Mass flowrate for incompressible flow into control volume must equal mass flowrate out for steady flow ( i.e. fluid mass is not accumulating inside the control volume over time). Velocities ##v_i,v_o## assumed to be uniformly distributed over the cross-sectional inlet/outlet areas.
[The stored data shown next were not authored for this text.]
PR #377, opened 2022-04-01
Add GH action to package VSIX file for testing

fhammerschmidt:
I thought this would be useful for testing, since it makes it easier for everybody to just download and install the VSIX directly after any master or PR build.

This adds about half a minute of build time.

### DIFF
--- a/.github/workflows/ci.yml
+++ b/.github/workflows/ci.yml
@@ -120,11 +120,15 @@ jobs:
     - name: Cleanup tar file
       run: rm binary.tar
       working-directory: ./server/analysis_binaries
+
+    - name: Store short commit SHA for filename
+      id: vars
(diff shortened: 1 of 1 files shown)


zth:
This is awesome! I'm going to test the vsix produced by the action soon. @cristianoc looking good to you too?

cristianoc:
Looks great!

cristianoc:
@fhammerschmidt just noticed that it's not easy to un-install a `.vsix` extension when the version number, e.g. `1.2.1` is the same as a published extension.
The only way I've found to revert the downloaded extension is to first completely delete from disk `1.2.1` and then install again.
While switching to an older version and back to `1.2.1` gives me back the manually installed one, not the one from the marketplace.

Are you familiar with the expression that describes this?

 

[printereater]

oh so,
In x-coordinate direction,
$$ T\sin(\beta )=\rho v_{o}A_{o} v_{o}\sin(\theta))$$
$$ T\sin(\beta )=\rho (v_{o})^{2}A_{o} \sin(\theta))$$

In y-coordinate direction ,
$$ T\cos(\beta )-W=-\rho v_{o}A_{o}v_{o} \cos(\theta)+\rho v_{i}A_{i}v_{i} $$
$$ T\cos(\beta )-W=-\rho (v_{o})^{2}A_{o} \cos(\theta)+\rho (v_{i})^{2}A_{i} $$

 

[erobz]

oh so,
In x-coordinate direction,
$$ T\sin(\beta )=\rho v_{o}A_{o} v_{o}\sin(\theta))$$
$$ T\sin(\beta )=\rho (v_{o})^{2}A_{o} \sin(\theta))$$

In y-coordinate direction ,
$$ T\cos(\beta )-W=-\rho v_{o}A_{o}v_{o} \cos(\theta)+\rho v_{i}A_{i}v_{i} $$
$$ T\cos(\beta )-W=-\rho (v_{o})^{2}A_{o} \cos(\theta)+\rho (v_{i})^{2}A_{i} $$

you need to eliminate ##v_i## and ##v_o##, and keep ##\dot m ##

 

[printereater]

ohhh nevermind, I am supposed to make ##\dot{m}## the subject of the equation and equate them

 

[printereater]

Hello! Yes, definitely. I am used to taking up and right as positive all the time but I took left and down as positive to avoid dealing with negative values. i ended up confusing my self so much though.

idk why but the same message keeps popping up on my reply box. I accidentally ended up sending it again just now

 

[erobz]

idk why but the same message keeps popping up on my reply box. I accidentally ended up sending it again just now

It happens sometimes. I don't know why.